NSW small business and family enterprise ombudsman Kate Carnell recently said this was a problem across the state.

"One of the great dilemmas we've got is that there is incentives for landlords to leave premises vacant rather than reduce rent. It's simply because of the way banks value properties based on what the rent is," Ms Carnell said.

But not everyone sees a glass half empty when they cast their eyes down Bowra St.

Coastal Curves owner Jenny Ellis, who considers herself an optimist, said she's encouraged by the fact that "someone has given the Westpac building a bit of love and tidied it up".

She acknowledges that online sales have "taken the growth out of retail" but is confident in the pulling power of a place as beautiful as Nambucca.

"In this town there'll always be tourism trade," she said.

And I'm always optimistic that people want the town to survive and don't want it to die.

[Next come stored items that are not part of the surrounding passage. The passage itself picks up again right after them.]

Issue #5621, opened 2024-07-07
server deadlocks on /jsz access


arthur-cylus:
### Observed behavior

We have a server running inside docker, multiple consumers publishing and consuming messages, and prometheus-nats-exporter exporting metrics of the server. During normal state, we get to ~350% CPU load, but somewhere around once per day, suddenly the nats-server gets stuck, uses exactly 1 core (100% CPU load), and doesn't respond to publish or consumers, as can be seen in the following CPU usage graph:

![cpu usage](https://github.com/nats-io/nats-server/assets/133011827/b80a0111-7172-4592-bfd3-07d8d9b8d9f3)

We managed to profile using pprof the server, and we have the following recordings (the CPU is the interesting one):

[pprof.nats-server.samples.cpu.001.pb.gz](https://github.com/user-attachments/files/16118970/pprof.nats-server.samples.cpu.001.pb.gz)
[pprof.nats-server.samples.cpu.002.pb.gz](https://github.com/user-attachments/files/16118971/pprof.nats-server.samples.cpu.002.pb.gz)
[pprof.nats-server.alloc_objects.alloc_space.inuse_objects.inuse_space.001.pb.gz](https://github.com/user-attachments/files/16118973/pprof.nats-server.alloc_objects.alloc_space.inuse_objects.inuse_space.001.pb.gz)
[pprof.nats-server.alloc_objects.alloc_space.inuse_objects.inuse_space.002.pb.gz](https://github.com/user-attachments/files/16118974/pprof.nats-server.alloc_objects.alloc_space.inuse_objects.inuse_space.002.pb.gz)
[staging_nats_goroutine_full_stack_dump.txt](https://github.com/user-attachments/files/16119031/staging_nats_goroutine_full_stack_dump.txt)
[staging_nats_trace.out.zip](https://github.com/user-attachments/files/16119033/staging_nats_trace.out.zip)

It looks like there is a stuck lock in the handling of the response to `/jsz` HTTP route (this is how prometheus-nats-exporter queries the nats-server), halting the server. After a period it fixes itself (30 minutes to 2 hours).

We are checking if disabling prometheus-nats-exporter fixes the issue, but it will take time to verify (since it occurs once daily).

It started to happen between 2.10.12 and 2.10.16, because we were using 2.10.12 and it never occurred to us before, but started occurring after upgrading to 2.10.16 (we also attempted 2.10.17, but also occurred in it).

### Expected behavior

[...]

PR #5629, opened 2024-07-08
[IMPROVED] CPU spike during recalc of first msg in memstore.

derekcollison:
When recalculating for the first, make sure not to trip accidentally with a negative npc, and make sure to floor against first sequence as needed.

Resolves: #5621 5621


wallyqs (approved):
LGTM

She does admit that it's hard work starting a business, and that many owners don't make a profit for the first five or so years.

"People need to do it for the love of it, not for the money," Jenny said.

And while people love to hate the arrival of Centrelink to the town and see it as the harbinger of ruin, Jenny points out that it has been here now for quite a while, and that it brings a constant supply of money through the town.

"If it was somewhere else, people would spend that money somewhere else," she said.

Chamber of Commerce's Christian Knight doesn't consider the present state of Bowra St to be any different than it was five years ago, and said that retail is always in a constant state of flux.

But he sees high commercial rent as a contributing factor to the Australia-wide recession, and said digital disruption and online sales would have to be the single-most significant factor.

"But there are also those businesses which operate in the cloud, and they can often be unseen success stories," he said.

What's to be done?

Quite a few of the shopkeepers we spoke to said they couldn't see a way out of this downturn unless the economy improves.

But newcomer to the street, Kirstie Snow, who owns Zen Health and Beauty, believes the only way forward is for retailers to be proactive and move with the times.

She's creating her own artisanal products under the Zen brand - organic coffee scrubs, body butters, essential oil room sprays and roller balls - and will start to market them online on a website she's created, in conjunction with her storefront.

"Sometimes I do feel like giving up because it's so stressful, but I keep soldiering on and hope it gets better," she said.

There's so much that can be done here because it's so beautiful. We have such a gorgeous shoreline, imagine if we had markets in Summer. Even Urunga has a market and it draws people into the town.

"It would also be nice to get a wider diversity of shops and have a bit more of a 'Bellingen by the sea' vibe. But I also don't see a change happening unless there's more local support."

Jenny Ellis thinks investing in the look of the street and encouraging more street dining would help to shake things up.

"It would be great to have a Bello-type cafe here for young people," she said. "You go out to Bellingen or Sawtell on the weekend and a huge portion of the crowd at cafes is from Nambucca."

Even the cafe staff at Galleria would love to see more cafes on the street: "The more the merrier," they said. "If there's more here to do, it will bring more people to the area and that will lift everyone."

Jenny also believes in the potential of the area for start-ups.

And Nambucca is ready to embrace people with a good idea - just take a look at the success of Michaela Bush's Detour Espresso Bar at the entrance to the industrial estate.

Jenny is also hopeful about the direction council is heading in to build Nambucca up.

There are big things afoot at the V-Wall, and earlier this year council met with the Chamber of Commerce to discuss a masterplan to improve the aesthetic and functionality of the entrance to Nambucca via Mann St. More will be discussed about this in time.

NB: For the purpose of keeping this article at a semi-reasonable length, we decided to focus solely on Bowra St in Nambucca Heads. We intend to investigate the situation in other towns in the Shire in future articles.